## Problem statement
From the entries, copy out every line in which the word "Felt" is found.

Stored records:
--------------------------------

PR #853, opened 2023-06-22
Never revert L1 head

### LINKED ISSUE #750: Reject any new L2 block that conflicts with the known L1 head
If blockchain realizes that the local chain has diverged from the L1 canonical chain, it should stop accepting any new blocks even if they are perfectly fine and would be accepted normally.

In that case, it should return a special error that the sync package can match and take the necessary actions, like reverting some blocks.

Depends on #699 #707

### LINKED ISSUE #818: Make sure L1 head is not reverted
If a block is L1 head, we should not revert it

joshklop:
Fixes #818 
Fixes #750

### DIFF
--- a/blockchain/blockchain.go
+++ b/blockchain/blockchain.go
@@ -46,7 +46,9 @@ type Reader interface {
 
 var (
 	ErrParentDoesNotMatchHead = errors.New("block's parent hash does not match head block hash")
-	supportedStarknetVersion  = semver.MustParse("0.12.1")
+	ErrBlockConflictsWithL1   = errors.New("block conflicts with L1 head")
+
+	supportedStarknetVersion = semver.MustParse("0.12.1")
 )
 
 func checkBlockVersion(protocolVersion string) error {
@@ -313,7 +315,7 @@ func (b *Blockchain) Store(block *core.Block, blockCommitments *core.BlockCommit
 	stateUpdate *core.StateUpdate, newClasses map[felt.Felt]core.Class,
 ) error {
 	return b.database.Update(func(txn db.Transaction) error {
-		if err := verifyBlock(txn, block); err != nil {
+		if err := b.verifyBlock(txn, block); err != nil {
 			return err
 		}
 		if err := core.NewState(txn).Update(block.Number, stateUpdate, newClasses); err != nil {
@@ -353,11 +355,11 @@ func (b *Blockchain) Store(block *core.Block, blockCommitments *core.BlockCommit
 // VerifyBlock assumes the block has already been sanity-checked.
 func (b *Blockchain) VerifyBlock(block *core.Block) error {
 	return b.database.View(func(txn db.Transaction) error {
-		return verifyBlock(txn, block)
+		return b.verifyBlock(txn, block)
 	})
 }
 
-func verifyBlock(txn db.Transaction, block *core.Block) error {
+func (b *Blockchain) verifyBlock(txn db.Transaction, block *core.Block) error {
 	if err := checkBlockVersion(block.ProtocolVersion); err != nil {
 		return err
 	}
@@ -378,6 +380,26 @@ func verifyBlock(txn db.Transaction, block *core.Block) error {
 	}
 	if !block.ParentHash.Equal(expectedParentHash) {
 		return ErrParentDoesNotMatchHead
+	}
+
+	head, err := l1Head(txn)
+	switch {
+	case err == nil:
+		var header *core.Header
+		if head.BlockNumber == block.Number {
+			header = block.Header
+		} else {
+			header, err = blockHeaderByNumber(txn, head.BlockNumber)
+		}
+
+		if err == nil && !head.BlockHash.Equal(header.Hash) {
+			return ErrBlockConflictsWithL1
+		} else if !errors.Is(err, db.ErrKeyNotFound) {
+			return err
+		}
+	case errors.Is(err, db.ErrKeyNotFound):
+	default:
+		return err
 	}
 
 	return nil
--- a/blockchain/blockchain.go
+++ b/blockchain/blockchain.go
@@ -787,11 +787,22 @@ func (b *Blockchain) RevertHead() error {
 	return b.database.Update(b.revertHead)
 }
 
-func (b *Blockchain) revertHead(txn db.Transaction) error {
+func (b *Blockchain) revertHead(txn db.Transaction) error { //nolint:gocyclo
 	blockNumber, err := chainHeight(txn)
 	if err != nil {
 		return err
 	}
+
+	// Don't revert part of the L1-verified chain.
+	// If the L1 head isn't in the db yet, revert.
+	// If the L2 height is less than the L1 height, don't revert.
+	var head *core.L1Head
+	if head, err = l1Head(txn); err != nil && !errors.Is(err, db.ErrKeyNotFound) {
+		return err
+	} else if head != nil && blockNumber <= head.BlockNumber {
+		return errors.New("cannot revert L1-verified block")
+	}
+
 	numBytes := core.MarshalBlockNumber(blockNumber)
 
 	stateUpdate, err := stateUpdateByNumber(txn, blockNumber)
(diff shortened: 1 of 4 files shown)


blockchain/blockchain.go
```diff
@@ -734,6 +734,17 @@ func revertHead(txn db.Transaction) error {
...
 		return err
 	}
+
+	// Don't revert part of the L1-verified chain.
+	// If the L1 head isn't in the db yet, revert.
+	// If the L2 height is less than the L1 height, don't revert.
+	var head *core.L1Head
+	if head, err = l1Head(txn); err != nil && !errors.Is(err, db.ErrKeyNotFound) {
+		return err
+	} else if head != nil && blockNumber <= head.BlockNumber {
```
omerfirmak, line 744: This assumes that our L1 head always agrees with our L2 chain. I don't think we ensure that yet, right?

joshklop: Correct. I think when I first wrote the PR I intended to do the changes separately, but can't remember.

In any case, the latest changes should ensure the L1 and L2 chains always agree.

blockchain/blockchain.go
```diff
@@ -570,6 +581,27 @@ func (b *Blockchain) SanityCheckNewHeight(block *core.Block, stateUpdate *core.S
...
+				L2BlockHash: header.Hash,
+				Height:      head.BlockNumber,
+			}
+		} else if !errors.Is(err, db.ErrKeyNotFound) {
+			return err
+		}
+	} else if !errors.Is(err, db.ErrKeyNotFound) {
+		return err
+	}
+
```
omerfirmak, line 604: This should be done at the time of Store operation to be on the safe side. `SanityCheckNewHeight` is called async to the store&L1 verification process, so it might create race conditions.

omerfirmak: How I think it should work is;

- Before storing a new L2 block, make sure it agrees with the L1 head. If not, reject
- After storing a L1 head, make sure the L2 chain agrees with the new L1 head. If not, revert the L2 chain as many blocks as necessary.

joshklop: > After storing a L1 head, make sure the L2 chain agrees with the new L1 head.  If not, revert the L2 chain as many blocks as necessary.

This one is tough with the current design. Rolling back the L2 chain in `SetL1Head` creates a race between the synchronizer and L1 verifier (please correct me if I'm wrong). At least it is tough to reason about.

The current implementation will eventually resolve any discrepancy between L1 and L2 in `SanityCheckNewHeight` (will move that to `Store` per your first comment).

Does that seem sufficient?

omerfirmak: > Rolling back the L2 chain in SetL1Head creates a race between the synchronizer and L1 verifier (please correct me if I'm wrong).

Not really. We only allow a single write transaction, `SetL1Head` blocks all other `Store` calls. So if `SetL1Head` ends up reverting the L2 chain, next call to `Store` that synchronizer makes will fail and synchronizer will have to restart the sync loop and try to sync new blocks on the new L1 verified chain.

joshklop: Sounds good. I'll add a check to `SetL1Head`.

> We only allow a single write transaction

Do we specify this somewhere, or is it a Pebble thing?

omerfirmak: > Do we specify this somewhere, or is it a Pebble thing?

It is something that I thought would help us reason with concurrency  

https://github.com/NethermindEth/juno/blob/8bb4c7e6e6f2dcddcb22b0b1378866fc624d9c71/db/pebble/db.go#L53

blockchain/blockchain.go
```diff
@@ -48,6 +48,17 @@ var (
...
+	L1HeadHash  *felt.Felt
+	L2BlockHash *felt.Felt
+	Height      uint64
+}
+
+func (e ErrBlockConflictsWithL1) Error() string {
+	return fmt.Sprintf("l2 block hash conflicts with l1 head (height %d): got %s, want %s",
+		e.Height, e.L2BlockHash.String(), e.L1HeadHash.String())
+}
+
```
omerfirmak, line 61: The additional information is not really used by the callee. Let's just make this a string err like `ErrParentDoesNotMatchHead` ?

blockchain/blockchain.go
```diff
@@ -369,6 +380,30 @@ func verifyBlock(txn db.Transaction, block *core.Block) error {
...
+	switch {
+	case err == nil:
+		var header *core.Header
+		if head.BlockNumber == block.Number {
+			header = block.Header
+		} else {
+			header, err = b.BlockHeaderByNumber(head.BlockNumber)
+		}
+
+		if err == nil && !head.BlockHash.Equal(header.Hash) {
```
omerfirmak, line 425: I am not sure if I follow this.

We are checking if `head.BlockHash.Equal(header.Hash)` but `head.BlockNumber == header.Number` is not necessarily always true. So how do we expect `head.BlockHash.Equal(header.Hash)` to be always equal?

joshklop: > `head.BlockNumber == header.Number` is not necessarily always true

We get the matching header from the db in the `else` clause a few lines above.

blockchain/blockchain_test.go
```diff
@@ -595,6 +595,36 @@ func TestRevert(t *testing.T) {
...
+	})
+
+	t.Run("with L1 head, error", func(t *testing.T) {
+		require.NoError(t, chain.SetL1Head(&core.L1Head{
+			BlockNumber: 1,
+		}))
+		require.Error(t, chain.RevertHead())
+	})
+}
+
```
omerfirmak: can we add a case here where L1 head is not nil, but we can revert blocks newer than L1 height?

blockchain/blockchain.go
```diff
@@ -301,14 +302,46 @@ func (b *Blockchain) SetL1Head(update *core.L1Head) error {
...
+				return nil
+			}
+		case errors.Is(err, db.ErrKeyNotFound):
+			return nil
+		default:
+			return err
+		}
+
+		// New L1 head conflicts with L2 chain.
+		// Revert the L2 chain to one block before the new L1 head.
```
omerfirmak, line 321: I dont think this is enough.

We need to revert until the common ancestor of our L1 head and L2 chain.
For example;

Assume there are 2 forks; first one is our local L2 chain, which contains some reorged blocks( `B'X` )

`B0 <- B1 <-  B2 <-  B'3 <-  B'4 <-  B'5 <- B'6` and our L1 head is `B2`



From L1, we get verification on `B5` (since skipping `B3` & `B4` is perfectly valid), which is the canonical block for that slot.
We roll back to the chain below;

`B0 <- B1 <-  B2 <-  B'3 <-  B'4`

`B'3` and `B'4` are still in storage, but they are older then the new L1 head, `B6`. So we will never be able to revert them.

What we should do is, somehow, realize that `B2` is the most recent common block in both forks and revert until that.

omerfirmak (changes requested):

blockchain/blockchain.go
omerfirmak: @joshklop I think the best way forward is to implement beacon-sync method. (ie start from L1 head and sync backwards).

That way, we don't have this problem at all.

joshklop: Agree that beacon sync is good in general, but does it help here? AFAIK, new L1 heads are not guaranteed to be in the L2 chain, so we still need to manage the case where they conflict with our current L2 chain.

omerfirmak: Yeap, it just makes it easier.

When the node first boots, it fetches the L1 head and starts syncing from that. So we for sure know that our first L1 head is compatible with the L2 chain that we are syncing to.

We can keep doing this for each incompatible L1 head that we get. We can just revert until the previous L1 head,  and beacon sync from new L1 head to the previous L1 head.

joshklop: Agree. I see your point. 

While making unrelated changes to accept only finalized L1 blocks, I was thinking about some simplifications we could make to the sync <> L1 integration; I think those would help here as well.

Will return to this once 0.4 and 0.12.1 changes are through.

--------------------------------

## The completed task
 	stateUpdate *core.StateUpdate, newClasses map[felt.Felt]core.Class,
+	L1HeadHash  *felt.Felt
+	L2BlockHash *felt.Felt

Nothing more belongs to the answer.